··· Data supplied ···
PR #4335, opened 2026-09-01
fix: salvage cards from truncated Claude chunks instead of dropping them

### LINKED ISSUE #4235: Claude responses still truncate at max_tokens on chunk 0 after #4152
## What

Prod error log, last 48h:

```
[Claude] Response truncated at max_tokens { chunkIndex: 0, totalChunks: 1, maxTokens: 32768, chunkBytes: 39785 }
[Claude] Response truncated at max_tokens { chunkIndex: 0, totalChunks: 2, maxTokens: 32768, chunkBytes: 39364 }
[Claude] Response truncated at max_tokens { chunkIndex: 0, totalChunks: 2, maxTokens: 32768, chunkBytes: 29081 }
[Claude] Dropped malformed entries from parsed response { chunkIndex: 52, droppedDecks: 0, droppedCards: 26 }
```

#4152 ("chunk giant documents at half size to stay under the cap", 2026-08-21) was live for all of these. Chunks of 29–40 KB still push the response past the 32768 `max_tokens` ceiling, always on `chunkIndex: 0`.

## Why it matters

A truncated response = a partial deck for that chunk (and a re-bill if any retry path re-sends it). The 26 dropped cards on a single chunk is the same class: the tail of a long response is unparseable. Users get fewer cards than their document holds with no notice that says why.

## Suggested fix

- Size chunks by expected *output* tokens, not input bytes: card-dense inputs (glossaries, lists, tables) produce far more output per input byte than prose. A 30 KB glossary can exceed 32k output tokens.
- Or: on truncation, split that chunk in half and re-run the halves (bounded, once) instead of accepting the partial.
- Surface it: when a chunk truncates, add a conversion-report note ("some cards in section N were cut short") so the user can see why the deck is thinner than expected. #4227–#4229 give the report a home.

Found during a 48h prod-log review on 2026-08-25.

aalemayhu:
## What

When a conversion chunk's Claude response comes back with `stop_reason === 'max_tokens'`, the truncated body — which already holds many complete cards before the cut point — was discarded in full and the chunk re-run via the halving retry. If both halves also truncated, the whole chunk was dropped and the user silently lost every card the first response had produced. This PR salvages the complete cards from the truncated response (best-effort parse, `jsonrepair` drops the incomplete tail card) and uses them: a truncated half now contributes its salvaged cards instead of being discarded, and the original response's salvage is the fallback when the halves recover nothing.

## Why

Closes #4235. Prod logs showed `[Claude] Response truncated at max_tokens` reliably on `chunkIndex: 0` for 30–40 KB card-dense docs, even after #4152. Two root causes:

1. **Why always chunk 0:** `chunkHtmlByDetails` packs chunk 0 up to the last `</details>` before `offset + CHUNK_SIZE` (~40 KB), while trailing chunks get only the remainder. Chunk 0 is systematically the fullest, so on card-dense input it is the one that overruns the 32768 output cap.
2. **Why #4152 didn't cover it:** #4152 only drops chunk size to 20 KB for documents past `GIANT_INPUT_THRESHOLD` (300k chars). The reported docs are 1–2 chunks (< 80 KB), so they never crossed the threshold and chunked at the full 40 KB.

The user-visible outcome: a card-dense page that previously came back thin (dropped chunk, or only the clean half) now keeps the cards Claude actually produced.

## How

- `ClaudeTruncatedError` carries `salvagedDecks: DeckInfo[]` (defaults to `[]`, backward-compatible).
- On `max_tokens`, `generateDeckInfoFromChunk` best-effort parses the partial body through the shared `parseDeckResponse` + `expandCompactDeckInfo` (`salvageTruncatedDecks`, wrapped so an unrecoverable body yields `[]`) and attaches the result before throwing.
- `runChunkWithTruncationRetry`: a half that truncates again contributes its own `salvagedDecks`; when the halves recover nothing, `salvageOrThrow` falls back to the original response's salvage; the chunk only truly drops when nothing is salvageable anywhere.
- **Cost:** no `CHUNK_MAX_TOKENS`, chunk size, or retry cap change. Salvage reuses tokens already billed on the truncated call (previously thrown away). Per the paid-path cost rule, this reshapes control flow only.

### Not done here (needs a budget decision — Alexander's call)

The salvage fix stops the *card loss* but does not reduce truncation *frequency*. The issue's primary suggestion — size chunks by expected **output** tokens rather than input bytes, so card-dense sub-`GIANT_INPUT_THRESHOLD` docs start smaller — would cut the halving re-bills, but a smaller chunk size raises the call count and per-doc input-token cost for the common case. That is a spend trade-off, so it is deliberately out of scope; recommend a follow-up with a day-1/day-2 spend read if the salvage log below shows halving still firing often.

## Measuring success

- `[Claude] Response truncated at max_tokens` now carries a `salvagedCards` count — nonzero means cards were recovered from a call that previously contributed zero on that path.
- `[Claude] Keeping cards salvaged from the truncated response` fires when a chunk that would have been dropped is kept — its absence over a week means the both-halves-truncate case is rare; its presence quantifies cards saved.
- Grep both against `chunkIndex: 0` to confirm the reported pattern is now recovered rather than dropped.

## Testing

- Unit tests added (server Jest, Anthropic SDK stubbed at the module boundary):
  - `max_tokens` with a salvageable partial + both halves truncate → salvaged cards kept, chunk not dropped (previously the conversion rejected).
  - a retried half truncates with a salvageable partial → its cards survive next to the clean half (previously only the clean half survived).
- `ClaudeService.test.ts`: 145/145 pass (existing 3 truncation tests unchanged — their partial bodies are unsalvageable, so behavior is preserved).
- Full server suite: 6807 passed; the 81 failures are all in the 9 documented environmental suites (Python `create_deck` venv for apkg export + `getPageCount` pdfinfo), none under `src/lib/claude/`.
- `tsc -p . --noEmit` clean; `pnpm format:check` clean tree-wide; web vitest 3505 passed; web typecheck clean.

## Browser check

- [x] Not applicable — server-side conversion-pipeline change; the only `web/src` file is a changelog JSON. Effect (a fuller deck) is only observable through a live truncating conversion, which needs prod-scale card-dense input.
Notes: Sonar: not run locally; PR decoration will report.

## Changelog

`web/src/pages/WhatsNewPage/changelog/2026-09-01-truncated-chunk-salvage.json` — "Card-dense pages keep more cards when a long section would otherwise be cut short"

## Risks

- Low. The salvage parse is wrapped so any failure returns `[]` (no new throw paths). The original-response salvage is only used as a last-resort fallback, so it cannot duplicate cards against successful halves; `mergeDeckInfoArrays`/`dedupeIdenticalCards` collapse any half-level overlap downstream as before.
- Rollback: revert the single commit; no schema, config, or budget change to unwind.

## Goal alignment

Simpler/faster/more beautiful: a card-dense page returns the deck the document actually holds instead of a silently thinner one — fewer "why is my deck short" support reports. Funnel: conversion-quality/first-conversion satisfaction; not a directly-instrumented funnel metric, but it removes silent card loss on the paid AI path (read via the two salvage log lines above). No revenue-metric target.


aalemayhu (commented):
Reviewed the full diff: truncated responses now salvage complete cards via the existing parse path (try/catch to empty), the halving retry keeps per-half salvage without double-counting (original salvage only when halves recover nothing), non-truncated flow is unchanged, and no token budget, chunk size, or retry cap moved. Two new failing-first tests cover salvage and fallback; full server suite green outside the documented environmental set.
···
## Prompt
The complete listing above is to be output again exactly.

## Reply
PR #4335, opened 2026-09-01
fix: salvage cards from truncated Claude chunks instead of dropping them

### LINKED ISSUE #4235: Claude responses still truncate at max_tokens on chunk 0 after #4152
## What

Prod error log, last 48h:

```
[Claude] Response truncated at max_tokens { chunkIndex: 0, totalChunks: 1, maxTokens: 32768, chunkBytes: 39785 }
[Claude] Response truncated at max_tokens { chunkIndex: 0, totalChunks: 2, maxTokens: 32768, chunkBytes: 39364 }
[Claude] Response truncated at max_tokens { chunkIndex: 0, totalChunks: 2, maxTokens: 32768, chunkBytes: 29081 }
[Claude] Dropped malformed entries from parsed response { chunkIndex: 52, droppedDecks: 0, droppedCards: 26 }
```

#4152 ("chunk giant documents at half size to stay under the cap", 2026-08-21) was live for all of these. Chunks of 29–40 KB still push the response past the 32768 `max_tokens` ceiling, always on `chunkIndex: 0`.

## Why it matters

A truncated response = a partial deck for that chunk (and a re-bill if any retry path re-sends it). The 26 dropped cards on a single chunk is the same class: the tail of a long response is unparseable. Users get fewer cards than their document holds with no notice that says why.

## Suggested fix

- Size chunks by expected *output* tokens, not input bytes: card-dense inputs (glossaries, lists, tables) produce far more output per input byte than prose. A 30 KB glossary can exceed 32k output tokens.
- Or: on truncation, split that chunk in half and re-run the halves (bounded, once) instead of accepting the partial.
- Surface it: when a chunk truncates, add a conversion-report note ("some cards in section N were cut short") so the user can see why the deck is thinner than expected. #4227–#4229 give the report a home.

Found during a 48h prod-log review on 2026-08-25.

aalemayhu:
## What

When a conversion chunk's Claude response comes back with `stop_reason === 'max_tokens'`, the truncated body — which already holds many complete cards before the cut point — was discarded in full and the chunk re-run via the halving retry. If both halves also truncated, the whole chunk was dropped and the user silently lost every card the first response had produced. This PR salvages the complete cards from the truncated response (best-effort parse, `jsonrepair` drops the incomplete tail card) and uses them: a truncated half now contributes its salvaged cards instead of being discarded, and the original response's salvage is the fallback when the halves recover nothing.

## Why

Closes #4235. Prod logs showed `[Claude] Response truncated at max_tokens` reliably on `chunkIndex: 0` for 30–40 KB card-dense docs, even after #4152. Two root causes:

1. **Why always chunk 0:** `chunkHtmlByDetails` packs chunk 0 up to the last `</details>` before `offset + CHUNK_SIZE` (~40 KB), while trailing chunks get only the remainder. Chunk 0 is systematically the fullest, so on card-dense input it is the one that overruns the 32768 output cap.
2. **Why #4152 didn't cover it:** #4152 only drops chunk size to 20 KB for documents past `GIANT_INPUT_THRESHOLD` (300k chars). The reported docs are 1–2 chunks (< 80 KB), so they never crossed the threshold and chunked at the full 40 KB.

The user-visible outcome: a card-dense page that previously came back thin (dropped chunk, or only the clean half) now keeps the cards Claude actually produced.

## How

- `ClaudeTruncatedError` carries `salvagedDecks: DeckInfo[]` (defaults to `[]`, backward-compatible).
- On `max_tokens`, `generateDeckInfoFromChunk` best-effort parses the partial body through the shared `parseDeckResponse` + `expandCompactDeckInfo` (`salvageTruncatedDecks`, wrapped so an unrecoverable body yields `[]`) and attaches the result before throwing.
- `runChunkWithTruncationRetry`: a half that truncates again contributes its own `salvagedDecks`; when the halves recover nothing, `salvageOrThrow` falls back to the original response's salvage; the chunk only truly drops when nothing is salvageable anywhere.
- **Cost:** no `CHUNK_MAX_TOKENS`, chunk size, or retry cap change. Salvage reuses tokens already billed on the truncated call (previously thrown away). Per the paid-path cost rule, this reshapes control flow only.

### Not done here (needs a budget decision — Alexander's call)

The salvage fix stops the *card loss* but does not reduce truncation *frequency*. The issue's primary suggestion — size chunks by expected **output** tokens rather than input bytes, so card-dense sub-`GIANT_INPUT_THRESHOLD` docs start smaller — would cut the halving re-bills, but a smaller chunk size raises the call count and per-doc input-token cost for the common case. That is a spend trade-off, so it is deliberately out of scope; recommend a follow-up with a day-1/day-2 spend read if the salvage log below shows halving still firing often.

## Measuring success

- `[Claude] Response truncated at max_tokens` now carries a `salvagedCards` count — nonzero means cards were recovered from a call that previously contributed zero on that path.
- `[Claude] Keeping cards salvaged from the truncated response` fires when a chunk that would have been dropped is kept — its absence over a week means the both-halves-truncate case is rare; its presence quantifies cards saved.
- Grep both against `chunkIndex: 0` to confirm the reported pattern is now recovered rather than dropped.

## Testing

- Unit tests added (server Jest, Anthropic SDK stubbed at the module boundary):
  - `max_tokens` with a salvageable partial + both halves truncate → salvaged cards kept, chunk not dropped (previously the conversion rejected).
  - a retried half truncates with a salvageable partial → its cards survive next to the clean half (previously only the clean half survived).
- `ClaudeService.test.ts`: 145/145 pass (existing 3 truncation tests unchanged — their partial bodies are unsalvageable, so behavior is preserved).
- Full server suite: 6807 passed; the 81 failures are all in the 9 documented environmental suites (Python `create_deck` venv for apkg export + `getPageCount` pdfinfo), none under `src/lib/claude/`.
- `tsc -p . --noEmit` clean; `pnpm format:check` clean tree-wide; web vitest 3505 passed; web typecheck clean.

## Browser check

- [x] Not applicable — server-side conversion-pipeline change; the only `web/src` file is a changelog JSON. Effect (a fuller deck) is only observable through a live truncating conversion, which needs prod-scale card-dense input.
Notes: Sonar: not run locally; PR decoration will report.

## Changelog

`web/src/pages/WhatsNewPage/changelog/2026-09-01-truncated-chunk-salvage.json` — "Card-dense pages keep more cards when a long section would otherwise be cut short"

## Risks

- Low. The salvage parse is wrapped so any failure returns `[]` (no new throw paths). The original-response salvage is only used as a last-resort fallback, so it cannot duplicate cards against successful halves; `mergeDeckInfoArrays`/`dedupeIdenticalCards` collapse any half-level overlap downstream as before.
- Rollback: revert the single commit; no schema, config, or budget change to unwind.

## Goal alignment

Simpler/faster/more beautiful: a card-dense page returns the deck the document actually holds instead of a silently thinner one — fewer "why is my deck short" support reports. Funnel: conversion-quality/first-conversion satisfaction; not a directly-instrumented funnel metric, but it removes silent card loss on the paid AI path (read via the two salvage log lines above). No revenue-metric target.


aalemayhu (commented):
Reviewed the full diff: truncated responses now salvage complete cards via the existing parse path (try/catch to empty), the halving retry keeps per-half salvage without double-counting (original salvage only when halves recover nothing), non-truncated flow is unchanged, and no token budget, chunk size, or retry cap moved. Two new failing-first tests cover salvage and fallback; full server suite green outside the documented environmental set.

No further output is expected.